Task to carry out: Copy out all of the records, exactly as they appear.

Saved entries
________________________________________

PR #3555, opened 2026-09-09
fix(test-consume): group test cases by fixture file and bound the per-worker fixture cache

danceratopz:
#### Background

The `consume-rlp` (all clients) and `consume-engine` (besu, neth) on the glamsterdam dashboards have recently failed to complete with `SIGKILL`:
```
.../_temp/<id>.sh: line 8: 13313 Killed    ./hive --sim "ethereum/eels/consume-engine" --client "nethermind"
```
The most reasonable explanation appears to be OOM on the runner, see "Supporting Evidence" below.

A likely culprit is `consume`'s fixture cache which holds a copy of all loaded fixtures **per runner** for the duration of the hive process for `consume-rlp` (the size `blockchain_test` fixtures in a Glamsterdam devnet release is 3.7 GB!):
https://github.com/ethereum/execution-specs/blob/ca2b3b18a5d4058b2e2fd517ba7db31e86919a09/packages/testing/src/execution_testing/cli/pytest_commands/plugins/consume/simulators/base.py#L45-L49

#### Changes

To reduce simulator-side memory usage , `consume` now:
1. Groups test cases by the fixture file that contains them (to improve cache reuse).
2. Limits the size of the per-worker cache of parsed fixture files via LRU .

#### Details

A fixture file holds several test cases (8 on average in the mainnet `tests@v20.0.2` release, 1,117 files with ten or more, up to 768), and the index lists the cases of one file in several separate runs (the 8,731 `blockchain_tests` files appear in 39,712 runs). In a six-worker simulation, the unbounded cache and original index order produced a total parse volume of 4.1–4.5 times the release size. Each worker retained every file it parsed for the duration of the pytest session.

Ordering: `pytest_generate_tests` sorts index test cases by `json_path` before parametrizing them (`group_test_cases_by_fixture_file`). The order within a file is preserved. Release paths group cases by format and fork directory in collection order; this does not guarantee that different forks execute sequentially across workers. Test cases read from stdin have no file and keep their order. EngineX is excluded: it sorts its collection largest pre-alloc group first in its own `pytest_collection_modifyitems` for `loadgroup` scheduling, and that order is left untouched.

Cache: `fixture_file_loader` now returns a `FixtureFileCache` that evicts the least recently used files when their combined on-disk size exceeds 256 MiB. The most recently loaded file is always kept, even if it exceeds the bound on its own. An evicted file is loaded again if a later test needs it. Grouping reduced repeated parsing in the simulation, though scheduling can still split a file across workers or cause later revisits.

On the hive.ethpandaops.io glamsterdam dashboard, full `consume rlp` runs currently end for every client about two thirds of the way through the suite, and full `consume engine` runs end for the clients with the largest containers: the `hive` process is killed on the runner and the run is discarded without an upload. This change limits fixture retention during long runs and might resolve those failures. The cache's contribution to them and the effect of this change still need to be verified on a runner; the file-size budget is not a limit on process memory.

The following measurements show how much the unbounded cache can reach and what the ordering saves. Memory was measured on the mainnet `tests@v20.0.2` release with `tracemalloc`, which counts Python allocations, so resident memory is somewhat higher; parse volumes come from a simulation of xdist's `LoadScheduling` (contiguous chunks of the pending list, six workers) over that release's index.

<details>
<summary>Supporting evidence</summary>

**Current Workflow Behavior**

Suite | Clients | Killed after | Tests started at kill | Sample
-- | -- | -- | -- | --
consume-rlp | all seven | 1.2 h (ethrex) to 19 h (besu) | 25.5k to 27.5k | every rlp job 2026-08-26 to 2026-09-08 that got a runner
consume-engine | nethermind | 13 to 16 h | 34.2k to 37.8k of 42.4k | 10 of 10 completed runs since 2026-08-26
consume-engine | besu | 22 to 30 h | 31.9k, 40.7k | 3 of 4 runs killed, one lost its runner, one succeeded (2026-08-26, 32.7 h)
consume-engine | go-ethereum, reth, erigon, ethrex, nimbus-el | never | all 42.4k | complete daily

**Parse volume relative to the release size on disk, six workers**:

| Cache and order | `blockchain_tests` (rlp) | `blockchain_tests_engine` | Busiest worker parsing (rlp) |
| --- | --- | --- | --- |
| unbounded cache, index order (before) | 4.1× | 4.5× | 3.2 min |
| 256 MiB bound, index order | 17.8× | 21.2× | 12.1 min |
| 256 MiB bound, grouped by file (this PR) | 1.1× | 1.2× | 1.0 min |
| no cache, every test parses its file | 114× | 136× | — |

**Parsed size relative to the JSON on disk, by fixture file size class:**

| File size class | Share of release bytes | Parsed size relative to JSON |
| --- | --- | --- |
| under 1 MB | ~20% | 2.5× |
| 1 to 10 MB | ~35% | 1.7× |
| 10 to 50 MB | ~35% | ~1× |
| 50 to 160 MB (RLP-heavy) | ~10% | 0.5× (hex strings become bytes) |

Byte-weighted, parsed fixtures take about 1.5× their JSON size. Applied to the whole release, per fixture format, for the unbounded cache:

| Format | Uncompressed JSON | Parsed, one worker holding every file | Six workers |
| --- | --- | --- | --- |
| `blockchain_tests` (consume rlp) | 3.7 GB in 8,731 files | ~5.5 GB | ~33 GB |
| `blockchain_tests_engine` (consume engine) | 2.3 GB in 7,799 files | ~3.7 GB | ~22 GB |

The six-worker column is a hypothetical upper bound assuming every worker holds every file. Each worker actually retains only the files it touches; the simulation does not establish that this upper bound is reached. These mainnet estimates cannot establish memory use for the glamsterdam devnet release, whose uncompressed per-format sizes and runtime memory use need separate measurement. Fixture retention may contribute to memory pressure on the 30.6 GB runners alongside client containers. After eviction, each cache retains at most 256 MiB of on-disk JSON, or one oversized file. Parsing occurs before eviction, so peak memory also includes the incoming parse.

</details>

Unit tests cover the grouping (contiguity, stable order within a file, fork directories grouped in collection order, stream cases untouched) and the cache (hits, eviction order, oversized files, rejection of missing files).

Deployment note: the devnet dashboards build simulator images from `devnets/glamsterdam/8`, `devnets/focil/0`, and `devnets/frames/0`, so those branches also need the change for the dashboards to use it.

### Related Issues or PRs

Results have also been frequently missing for these test runs, this is solved by:
- https://github.com/ethpandaops/hive-tests/pull/102

### Checklist

### Cute Animal Picture

image

### DIFF
--- a/packages/testing/src/execution_testing/cli/pytest_commands/plugins/consume/consume.py
+++ b/packages/testing/src/execution_testing/cli/pytest_commands/plugins/consume/consume.py
@@ -8,7 +8,7 @@ import tarfile
 from dataclasses import dataclass
 from io import BytesIO
 from pathlib import Path
-from typing import Any, List, Optional, Tuple, cast
+from typing import Any, List, Optional, Sequence, Tuple, cast
 from urllib.parse import urlparse
 
 import platformdirs
@@ -30,6 +30,7 @@ from execution_testing.fixtures import (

________________________________________

Solution for this task:
PR #3555, opened 2026-09-09
fix(test-consume): group test cases by fixture file and bound the per-worker fixture cache

danceratopz:
#### Background

The `consume-rlp` (all clients) and `consume-engine` (besu, neth) on the glamsterdam dashboards have recently failed to complete with `SIGKILL`:
```
.../_temp/<id>.sh: line 8: 13313 Killed    ./hive --sim "ethereum/eels/consume-engine" --client "nethermind"
```
The most reasonable explanation appears to be OOM on the runner, see "Supporting Evidence" below.

A likely culprit is `consume`'s fixture cache which holds a copy of all loaded fixtures **per runner** for the duration of the hive process for `consume-rlp` (the size `blockchain_test` fixtures in a Glamsterdam devnet release is 3.7 GB!):
https://github.com/ethereum/execution-specs/blob/ca2b3b18a5d4058b2e2fd517ba7db31e86919a09/packages/testing/src/execution_testing/cli/pytest_commands/plugins/consume/simulators/base.py#L45-L49

#### Changes

To reduce simulator-side memory usage , `consume` now:
1. Groups test cases by the fixture file that contains them (to improve cache reuse).
2. Limits the size of the per-worker cache of parsed fixture files via LRU .

#### Details

A fixture file holds several test cases (8 on average in the mainnet `tests@v20.0.2` release, 1,117 files with ten or more, up to 768), and the index lists the cases of one file in several separate runs (the 8,731 `blockchain_tests` files appear in 39,712 runs). In a six-worker simulation, the unbounded cache and original index order produced a total parse volume of 4.1–4.5 times the release size. Each worker retained every file it parsed for the duration of the pytest session.

Ordering: `pytest_generate_tests` sorts index test cases by `json_path` before parametrizing them (`group_test_cases_by_fixture_file`). The order within a file is preserved. Release paths group cases by format and fork directory in collection order; this does not guarantee that different forks execute sequentially across workers. Test cases read from stdin have no file and keep their order. EngineX is excluded: it sorts its collection largest pre-alloc group first in its own `pytest_collection_modifyitems` for `loadgroup` scheduling, and that order is left untouched.

Cache: `fixture_file_loader` now returns a `FixtureFileCache` that evicts the least recently used files when their combined on-disk size exceeds 256 MiB. The most recently loaded file is always kept, even if it exceeds the bound on its own. An evicted file is loaded again if a later test needs it. Grouping reduced repeated parsing in the simulation, though scheduling can still split a file across workers or cause later revisits.

On the hive.ethpandaops.io glamsterdam dashboard, full `consume rlp` runs currently end for every client about two thirds of the way through the suite, and full `consume engine` runs end for the clients with the largest containers: the `hive` process is killed on the runner and the run is discarded without an upload. This change limits fixture retention during long runs and might resolve those failures. The cache's contribution to them and the effect of this change still need to be verified on a runner; the file-size budget is not a limit on process memory.

The following measurements show how much the unbounded cache can reach and what the ordering saves. Memory was measured on the mainnet `tests@v20.0.2` release with `tracemalloc`, which counts Python allocations, so resident memory is somewhat higher; parse volumes come from a simulation of xdist's `LoadScheduling` (contiguous chunks of the pending list, six workers) over that release's index.

<details>
<summary>Supporting evidence</summary>

**Current Workflow Behavior**

Suite | Clients | Killed after | Tests started at kill | Sample
-- | -- | -- | -- | --
consume-rlp | all seven | 1.2 h (ethrex) to 19 h (besu) | 25.5k to 27.5k | every rlp job 2026-08-26 to 2026-09-08 that got a runner
consume-engine | nethermind | 13 to 16 h | 34.2k to 37.8k of 42.4k | 10 of 10 completed runs since 2026-08-26
consume-engine | besu | 22 to 30 h | 31.9k, 40.7k | 3 of 4 runs killed, one lost its runner, one succeeded (2026-08-26, 32.7 h)
consume-engine | go-ethereum, reth, erigon, ethrex, nimbus-el | never | all 42.4k | complete daily

**Parse volume relative to the release size on disk, six workers**:

| Cache and order | `blockchain_tests` (rlp) | `blockchain_tests_engine` | Busiest worker parsing (rlp) |
| --- | --- | --- | --- |
| unbounded cache, index order (before) | 4.1× | 4.5× | 3.2 min |
| 256 MiB bound, index order | 17.8× | 21.2× | 12.1 min |
| 256 MiB bound, grouped by file (this PR) | 1.1× | 1.2× | 1.0 min |
| no cache, every test parses its file | 114× | 136× | — |

**Parsed size relative to the JSON on disk, by fixture file size class:**

| File size class | Share of release bytes | Parsed size relative to JSON |
| --- | --- | --- |
| under 1 MB | ~20% | 2.5× |
| 1 to 10 MB | ~35% | 1.7× |
| 10 to 50 MB | ~35% | ~1× |
| 50 to 160 MB (RLP-heavy) | ~10% | 0.5× (hex strings become bytes) |

Byte-weighted, parsed fixtures take about 1.5× their JSON size. Applied to the whole release, per fixture format, for the unbounded cache:

| Format | Uncompressed JSON | Parsed, one worker holding every file | Six workers |
| --- | --- | --- | --- |
| `blockchain_tests` (consume rlp) | 3.7 GB in 8,731 files | ~5.5 GB | ~33 GB |
| `blockchain_tests_engine` (consume engine) | 2.3 GB in 7,799 files | ~3.7 GB | ~22 GB |

The six-worker column is a hypothetical upper bound assuming every worker holds every file. Each worker actually retains only the files it touches; the simulation does not establish that this upper bound is reached. These mainnet estimates cannot establish memory use for the glamsterdam devnet release, whose uncompressed per-format sizes and runtime memory use need separate measurement. Fixture retention may contribute to memory pressure on the 30.6 GB runners alongside client containers. After eviction, each cache retains at most 256 MiB of on-disk JSON, or one oversized file. Parsing occurs before eviction, so peak memory also includes the incoming parse.

</details>

Unit tests cover the grouping (contiguity, stable order within a file, fork directories grouped in collection order, stream cases untouched) and the cache (hits, eviction order, oversized files, rejection of missing files).

Deployment note: the devnet dashboards build simulator images from `devnets/glamsterdam/8`, `devnets/focil/0`, and `devnets/frames/0`, so those branches also need the change for the dashboards to use it.

### Related Issues or PRs

Results have also been frequently missing for these test runs, this is solved by:
- https://github.com/ethpandaops/hive-tests/pull/102

### Checklist

### Cute Animal Picture

image

### DIFF
--- a/packages/testing/src/execution_testing/cli/pytest_commands/plugins/consume/consume.py
+++ b/packages/testing/src/execution_testing/cli/pytest_commands/plugins/consume/consume.py
@@ -8,7 +8,7 @@ import tarfile
 from dataclasses import dataclass
 from io import BytesIO
 from pathlib import Path
-from typing import Any, List, Optional, Tuple, cast
+from typing import Any, List, Optional, Sequence, Tuple, cast
 from urllib.parse import urlparse
 
 import platformdirs
@@ -30,6 +30,7 @@ from execution_testing.fixtures import (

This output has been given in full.